Most tools let you save flows as templates for reuse, but I’m curious about platforms that have a real marketplace—where users can share, sell, or buy automation blueprints between departments or even companies. I haven’t seen this in action at scale, so I’m wondering if anyone here has real-world experience. Does having a marketplace actually help teams scale automation, or does it just add yet another layer of curation and review? How do you keep the quality high, and what stops it from turning into a dumping ground for half-baked workflows? What’s been your experience with internal or external marketplaces for BPMN-based automations?
We tried sharing templates on Google Drive—lots of noise, little value. A real marketplace with ratings and reviews changes the game. Good templates rise to the top, and you can see what others are actually using. We built a customer onboarding flow in a day by cloning and tweaking a shared template. Try it at latenode.com.
Internal marketplaces only work if they have strong governance. We set up a review team for every new template, and only approved ones go live. It’s a bit of overhead, but it keeps the quality high and stops people from uploading junk.
The best thing about a marketplace is discovering patterns you wouldn’t have thought of. We found a workflow for expense approvals that actually cut our processing time in half, just because someone else’s team had already solved the problem.

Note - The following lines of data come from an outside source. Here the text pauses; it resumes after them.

PR #665, opened 2024-07-21
add task solution

wasik07:
[DEMO LINK](https://wasik07.github.io/react_redux-list-of-posts/)


src/features/comments.ts
```diff
@@ -0,0 +1,91 @@
...
+  visibleForm: false,
+  submitting: false,
+};
+
+export const initComments = createAsyncThunk(
+  'comments/fetch',
+  (postId: number) => commentsService.get(postId),
+);
+
+export const initCommentDeleted = createAsyncThunk(
```
TarasHoliuk, line 19: no need to name every action starting with init
It can be just `fetchComments`, `deleteComment`, `createComment`

Same in other slices

src/features/comments.ts
```diff
@@ -0,0 +1,91 @@
...
+  'comments/delete/fetch',
+  (commentId: number) => commentsService.delete(commentId),
+);
+
+export const initCommentCreat = createAsyncThunk(
```
TarasHoliuk, line 24: typo: creat -> create
I'd recommend using the Code Spell Checker extension for VSCode - very useful for me)

src/components/PostDetails.tsx
```diff
@@ -1,118 +1,66 @@
...
-        <h2 data-cy="PostTitle">{`#${post.id}: ${post.title}`}</h2>
+        <h2 data-cy="PostTitle">{`#${selectedPost?.id}: ${selectedPost?.title}`}</h2>
 
-        <p data-cy="PostBody">{post.body}</p>
+        <p data-cy="PostBody">{selectedPost?.body}</p>
       </div>
 
       <div className="block">
-        {!loaded && <Loader />}
+        {loaded && <Loader />}
```
TarasHoliuk, line 55: it seems misleading. If you show loader when this variable is `true` then it should be named `loading` (or better `isLoading`). Also, consider using only one variable instead of both for almost the same purpose (loading, submitting)

src/components/PostsList.tsx
```diff
@@ -1,54 +1,65 @@
...
+    ...state.comments,
+  }));
 
-type Props = {
-  posts: Post[];
-  selectedPostId?: number;
-  onPostSelected: (post: Post | null) => void;
-};
+  const getComments = (post: Post) => {
+    if (selectedPost?.id === post.id) {
```
TarasHoliuk, line 16: You can fetch comments inside PostDetails component and get rid of comparing id (just fetch comments for selectedPost)

src/components/UserSelector.tsx
```diff
@@ -1,62 +1,72 @@
...
+    ...state.posts,
+  }));
+
+  const selectUser = useCallback(
+    (newUser: User) => () => {
+      if (selectedUser?.id === newUser.id) {
+        return;
+      }
+
+      if (selectedPost) {
```
TarasHoliuk, line 23: same as my comment in PostList - do not fetch posts here in this function and this component (it should work with user only). You can just keep the original structure and fetch posts for user in useEffect in App.tsx

TarasHoliuk (changes requested):
GJ 👍 
Added a few refactoring suggestions

src/components/PostDetails.tsx
wasik07: I think they will conflict during simultaneous asynchronous actions. (Also, consider using only one variable instead of both for almost the same purpose (loading, submitting))

src/features/comments.ts
wasik07: I didn't find it)

VitaliyBondarenko1982 (approved):
Looks good

PR #695, opened 2024-08-22
Develop

GeorgeSavostikov:
[DEMO LINK](https://georgesavostikov.github.io/react_redux-list-of-posts/)


src/App.tsx
```diff
@@ -9,36 +9,36 @@ import { PostDetails } from './components/PostDetails';
...
+    dispatch(postsActions.setLoaded(false));
 
     getUserPosts(userId)
-      .then(setPosts)
-      .catch(() => setError(true))
-      // We disable the spinner in any case
-      .finally(() => setLoaded(true));
+      .then(serverPosts => dispatch(postsActions.setPosts(serverPosts)))
+      .catch(() => dispatch(postsActions.setError(true)))
+      .finally(() => dispatch(postsActions.setLoaded(true)));
```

The biggest issue is documentation. If the template is poorly explained or comes with no error handling, it’s more work to fix than starting from scratch. I only use templates from people I trust, or ones with lots of stars and comments.
Having spent years in organizations large and small, I’ve found that a marketplace only succeeds when there’s clear incentive for teams to share and maintain templates—otherwise, updates and fixes lag and the marketplace decays. A good governance model and some form of gamification (e.g., leaderboards for most-downloaded templates) can help. The real value is in the network effect: as the library grows, teams spend less time on boilerplate and more on unique business logic. But without structured feedback and support, the marketplace risks becoming a graveyard of abandoned workflows.
marketplaces r good if its curated. if not, u waste times scrolling and testing untested flows.
good for reuse, but verify edge cases before go-live.